Random Variable Generation

• Quantile transform method turns uniforms into known distributions.
• Rejection sampling can be used when quantiles are difficult to compute (but requires proposal covering target distribution).
• Pseudorandom number generation and importance of seeds.

Monte Carlo Simulation

Stochastic Simulation

Goal: Estimate \(\mathbb{E}_p\left[h(x)\right]\), \(x \sim f(x)\)

Monte Carlo principle:

• Sample \(x^1, x^2, \ldots, x^N \sim f(x)\)
• Estimate \(\mathbb{E}_p\left[h(x)\right] \approx \sum_{n=1}^N h(x^n)\) / N

In other words: replace calculus with data summaries!

Monte Carlo Process Schematic

Goals of Monte Carlo

Monte Carlo is a broad method, which can be used to:

1. Obtain probability distributions of outputs;
2. Estimate deterministic quantities (Monte Carlo estimation).

MC Example: Finding \(\pi\)

How can we use MC to estimate \(\pi\)?

Hint: Think of \(\pi\) as an expected value…

MC Example: Finding \(\pi\)

Finding \(\pi\) by sampling random values from the unit square and computing the fraction in the unit circle. This is an example of Monte Carlo integration.

\[\frac{\text{Area of Circle}}{\text{Area of Square}} = \frac{\pi}{4}\]

Logging.disable_logging(Logging.Info)

function circleShape(r)
    θ = LinRange(0, 2 * π, 500)
    r * sin.(θ), r * cos.(θ)
end

nsamp = 3000
unif = Uniform(-1, 1)
x = rand(unif, (nsamp, 2))
l = mapslices(v -> sum(v.^2), x, dims=2)
in_circ = l .< 1
pi_est = [4 * mean(in_circ[1:i]) for i in 1:nsamp]

plt1 = plot(
    1,
    xlim = (-1, 1),
    ylim = (-1, 1),
    legend = false,
    markersize = 4,
    framestyle = :origin,
    tickfontsize=16,
    grid=:false
    )
plt2 = plot(
    1,
    xlim = (1, nsamp),
    ylim = (3, 3.5),
    legend = :false,
    linewidth=3, 
    color=:black,
    tickfontsize=16,
    guidefontsize=16,
    xlabel="Iteration",
    ylabel="Estimate",
    right_margin=5mm
)
hline!(plt2, [π], color=:red, linestyle=:dash)
plt = plot(plt1, plt2, layout=Plots.grid(2, 1, heights=[2/3, 1/3]), size=(600, 500))

plot!(plt, circleShape(1), linecolor=:blue, lw=1, aspectratio=1, subplot=1)
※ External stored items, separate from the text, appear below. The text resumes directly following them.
PR #35012, opened 2023-12-20
Glue Ray jobs fail to update

bobthemighty:
### Relations

Closes #0000

```console

...
```

### DIFF
--- a/internal/service/glue/job_test.go
+++ b/internal/service/glue/job_test.go
@@ -739,7 +739,7 @@ func TestAccGlueJob_rayJob(t *testing.T) {
 		CheckDestroy:             testAccCheckJobDestroy(ctx),
 		Steps: []resource.TestStep{
 			{
-				Config: testAccJobConfig_rayJob(rName),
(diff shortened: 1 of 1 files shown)


bobthemighty:
Any chance of a bump on this?

bobthemighty:
Friends! This bug makes the Ray job resource *useless* because it can't be updated through Terraform. The fix is here and tested, and has sat for 2 months. Is there any way we can get this prioritised? I could go ask a few dozen friends to add emojis if that helps?

nunezpaul:
bump on this

Geoiv:
Mirroring the above, we've found that destroying and recreating the relevant glue job allows the changes to be applied, but this is cumbersome and results in the connection between the job and previous run logs being lost. Would greatly like to see this implemented.

silveiraluiza:
Is anyone still looking into this? This is a great fix for an annoying issue with the ray jobs. I've been destroying and recreating them a lot lately...

ewbankkit:
@bobthemighty Thanks for the contribution :tada: :clap:.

mc_anim = @animate for i = 1:nsamp
    if l[i] < 1
        scatter!(plt[1], Tuple(x[i, :]), color=:blue, markershape=:x, subplot=1)
    else
        scatter!(plt[1], Tuple(x[i, :]), color=:red, markershape=:x, subplot=1)
    end
    push!(plt, 2, i, pi_est[i])
end every 100

gif(mc_anim, "figures/mc_pi.gif", fps=3)

Figure 1: MCMC Estimation of pi

MC Example: Dice

What is the probability of rolling 4 dice for a total of 19?

Can simulate dice rolls and find the frequency of 19s among the samples.

function dice_roll_repeated(n_trials, n_dice)
    dice_dist = DiscreteUniform(1, 6) 
    roll_results = zeros(n_trials)
    for i=1:n_trials
        roll_results[i] = sum(rand(dice_dist, n_dice))
    end
    return roll_results
end

nsamp = 10000
# roll four dice 10000 times
rolls = dice_roll_repeated(nsamp, 4) 

# calculate probability of 19
sum(rolls .== 19) / length(rolls)

# initialize storage for frequencies by sample length
avg_freq = zeros(length(rolls)) 
std_freq = zeros(length(rolls)) 

# compute average frequencies of 19
avg_freq[1] = (rolls[1] == 19)
count = 1
for i=2:length(rolls)
    avg_freq[i] = (avg_freq[i-1] * (i-1) + (rolls[i] == 19)) / i
    std_freq[i] = 1/sqrt(i-1) * std(rolls[1:i] .== 19)
end

plt = plot(
    1,
    xlim = (1, nsamp),
    ylim = (0, 0.1),
    legend = :false,
    tickfontsize=16,
    guidefontsize=16,
    xlabel="Iteration",
    ylabel="Estimate",
    right_margin=8mm,
    color=:black,
    linewidth=3,
    size=(600, 400)
)
hline!(plt, [0.0432], color="red", 
    linestyle=:dash) 

mc_anim = @animate for i = 1:nsamp
    push!(plt, 1, i, avg_freq[i])
end every 100

gif(mc_anim, "figures/mc_dice.gif", fps=10)

Figure 2: MCMC Estimation of pi

Monte Carlo and Uncertainty Propagation

Monte Carlo simulation: propagate uncertainties from inputs through a model to outputs.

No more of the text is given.